■ TASK REQUIREMENTS: Copy the data. Keep every character as given.

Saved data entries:
PR #410, opened 2019-05-31
[breaking] Turn off providesModuleNodeModules by default

ide:
(This is a draft PR until we completely replace Haste in RN.)

**Summary**

Sets the default value of `providesModuleNodeModules` to an empty array, since Haste is going away from RN. **This is a breaking change and metro and metro-config's major semver needs to be bumped.**

**Test plan**

Modify my copy of metro-config under RN so that `providesModuleNodeModules` defaults to an empty array, start the packager with `--reset-cache`, and load the RNTester bundle successfully.


ide:
cpojer is taking this even further with a grander sacrifice to the grim code reaper, closing this out.

PR #425, opened 2019-06-26
add Chinese

wangliguang:
**Summary**

I am Chinese RN developer. When I  look for Metro docs, translating all metro docs. I hope can help more Chinese  developer reduce the metro the cost of study

**Test plan**

I don't have change any core js file.


wangliguang:
what happen ?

■ SOLUTION BELOW:
PR #410, opened 2019-05-31
[breaking] Turn off providesModuleNodeModules by default

ide:
(This is a draft PR until we completely replace Haste in RN.)

**Summary**

Sets the default value of `providesModuleNodeModules` to an empty array, since Haste is going away from RN. **This is a breaking change and metro and metro-config's major semver needs to be bumped.**

**Test plan**

Modify my copy of metro-config under RN so that `providesModuleNodeModules` defaults to an empty array, start the packager with `--reset-cache`, and load the RNTester bundle successfully.


ide:
cpojer is taking this even further with a grander sacrifice to the grim code reaper, closing this out.

PR #425, opened 2019-06-26
add Chinese

wangliguang:
**Summary**

I am Chinese RN developer. When I  look for Metro docs, translating all metro docs. I hope can help more Chinese  developer reduce the metro the cost of study

**Test plan**

I don't have change any core js file.


wangliguang:
what happen ?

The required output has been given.